What can be viewed in a positive light in the recent EU policy debates discussed in this paper is the sheer fact that EU policy is actually debated. In July 2020, amidst the Finnish holiday season, there was a wide debate on the question of the budget agreement being in line with EU treaties and whether the result was positive for Finland. It can be expected that resource allocation issues are the ones that also spur the most debate in the future as well, since this allows for easy populist slogans about the costs and benefits of EU membership. In contrast, more complex issues related to EU values or new legislation in specific policy fields may go unnoticed by the public, as has been the case thus far. Even fields where Finland has sought to adopt a more proactive EU policy approach, such as the adoption of the Permanent Structured Cooperation in 2017, have been praised by most parties both in the opposition and in the government. No major U-turn in Finnish policy can be expected given that the priorities do not seem to have changed much from one government to another. As stated in the government’s EU white paper: “Adherence to common rules and an effective implementation of agreed matters are linked with the debate on the EU’s legitimacy as well as on solidarity and trust between the Member States”, and hence complying with EU rules continues to be important in Finnish EU policy.

Endnotes

[1] See also Heinikoski, S. (2020) ‘The Politics of Differentiated Integration: What do Governments Want? Country Report – Finland’, EUI Working Paper RSCAS 93.

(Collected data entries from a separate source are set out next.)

PR #664, opened 2024-12-06
ci: implement automated backports

danth:
This is heavily based on [the workflow used by Nixpkgs](https://github.com/NixOS/nixpkgs/blob/2ab6f6d61630889491f86396b27a76ffb6fbc7bb/.github/workflows/backport.yml).
It allows us to automatically create backport pull requests by labelling the original pull request.
Labels should use the format `backport «branch»`.

### DIFF
--- a/.github/workflows/backport.yml
+++ b/.github/workflows/backport.yml
@@ -1,0 +1,45 @@
+# Derived from https://github.com/NixOS/nixpkgs/blob/2ab6f6d61630889491f86396b27a76ffb6fbc7bb/.github/workflows/backport.yml
+
+name: Backport
+
+on:
+  pull_request_target:
+    types: [closed, labeled]
+
+permissions: {}
+
+jobs:
+  backport:
+    name: Backport
+    runs-on: ubuntu-latest
+
+    if: >
+      (
+        github.repository_owner == 'danth' &&
+        github.event.pull_request.merged == true &&
+        (github.event_name != 'labeled' || startsWith('backport', github.event.label.name))
+      )
+
+    steps:
+      # Use a GitHub App rather than the default token so that GitHub Actions workflows
+      # may run on the created pull request
+      - name: Create GitHub access token
+        uses: actions/create-github-app-token@v1
+        id: app-token
+        with:
+          app-id: ${{ vars.BACKPORT_APP_ID }}
+          private-key: ${{ secrets.BACKPORT_PRIVATE_KEY }}
+
+      - name: Checkout original pull request
+        uses: actions/checkout@v4
+        with:
+          ref: ${{ github.event.pull_request.head.sha }}
+          token: ${{ steps.app-token.outputs.token }}
+
+      - name: Create backport pull request
+        uses: korthout/backport-action@v3
+        with:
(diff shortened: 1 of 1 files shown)


.github/workflows/backport.yml
```diff
@@ -0,0 +1,45 @@
+# Derived from https://github.com/NixOS/nixpkgs/blob/2ab6f6d61630889491f86396b27a76ffb6fbc7bb/.github/workflows/backport.yml
+
+name: Backport
+
+on:
+  pull_request_target:
+    types: [closed, labeled]
+
+permissions: {}
```
trueNAHO, line 9: Despite explicitly disabling permissions with [`permissions: {}`](https://docs.github.com/en/actions/writing-workflows/choosing-what-your-workflow-does/controlling-permissions-for-github_token#defining-access-for-the-github_token-permissions), did you test this GitHub Action in a temporary repository to make sure that this repository (https://github.com/danth/stylix) has the necessary permissions for this Action to work? Otherwise, we could just merge this PR and validate it (in production) with a PR right after merging.

.github/workflows/backport.yml
```diff
@@ -0,0 +1,45 @@
...
+    if: >
+      (
+        github.repository_owner == 'danth' &&
+        github.event.pull_request.merged == true &&
+        (github.event_name != 'labeled' || startsWith('backport', github.event.label.name))
+      )
+
+    steps:
+      # Use a GitHub App rather than the default token so that GitHub Actions workflows
+      # may run on the created pull request
```
trueNAHO, line 25: Consider wrapping at 80 charactes and adding a period at the end of the sentence:

```suggestion
      # Use a GitHub App rather than the default token so that GitHub Actions
      # workflows may run on the created pull request.
```

trueNAHO (changes requested):

.github/workflows/backport.yml
danth: The workflow gets its permissions via the GitHub App token which it creates in the first step, which is why the default token doesn't need any permissions on it.

I haven't tested this, but it's set up in the same way as upstream.

trueNAHO (approved):
I will let you merge this PR:

```
```

Do we have to manually create the label?

danth:
I believe so, yes. I'll create it now.

.github/workflows/backport.yml
```diff
@@ -0,0 +1,45 @@
...
+        uses: actions/checkout@v4
+        with:
+          ref: ${{ github.event.pull_request.head.sha }}
+          token: ${{ steps.app-token.outputs.token }}
+
+      - name: Create backport pull request
+        uses: korthout/backport-action@v3
+        with:
+          github_token: ${{ steps.app-token.outputs.token }}
+          pull_title: "[${target-branch}] ${pull_title}"
```
trueNAHO, line 43: Seems like the `${target-branch}` is not interpolated: https://github.com/danth/stylix/pull/668#event-15602010934.

danth: Fixed in 5a69e8c65787a962cb3b7ebd855942029a8cba5a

[2] Finland’s Presidency Programme (2019) ‘Sustainable Europe – Sustainable Future’, Presidency of the Council of the European Union 1 July–31 December 2019.

[3] European Parliament (2019) ‘Presentation of the programme of activities of the Finnish Presidency of the Council’ (debate), Wednesday 17 July, 2019 – Strasbourg.

[4] See e.g. Hooghe, L., & Marks, G. (2009) ‘A postfunctionalist theory of European integration: From permissive consensus to constraining dissensus’, British Journal of Political Science, 39(1), 1–23.

[5] Finnish Government (2021) ‘Government Report on EU Policy: Strong and united EU – towards a more sustainable European Union’.

[6] Legal service of the Council of the European Union (2020) ‘Opinion on proposals on Next Generation EU’, 24 June 2020, 9062/20.

[7] Marin, S. (2020) Prime Minister’s announcement on the multiannual financial framework and the recovery package, 9 September.

[8] For further debate on the Covid-19-related internal border controls, see Heinikoski, S. (2020) ‘Covid-19 Bends the Rules on Border Controls – Yet Another Crisis Undermining the Schengen Acquis?’, FIIA Briefing Paper 281.

[9] Council of the European Union (2021) ‘Council Recommendation amending Council Recommendation (EU) 2020/1475 of 13 October 2020 on a coordinated approach to the restriction of free movement in response to the COVID-19 pandemic’, 5716/21, 28 January, 2021.

[10] Finnish Ministry of the Interior (2021) ‘Muistio: rajavalvonnan väliaikaisesta palauttamisesta sisärajoille tehdyn päätöksen muuttaminen ja päätöksen voimassaolon jatkaminen’, 22 January, 2021.

[11] Helsingin Sanomat, ‘Suomi ottaa ensi viikolla käyttöön tiukat matkustusrajoitukset – hallitus päättää perjantaina uusista rajoituksista’, 21 January, 2021.

[12] Helsingin Sanomat, ‘Suomen rajatarkastukset herättävät huolta EU-komissiossa’, 1 December, 2020.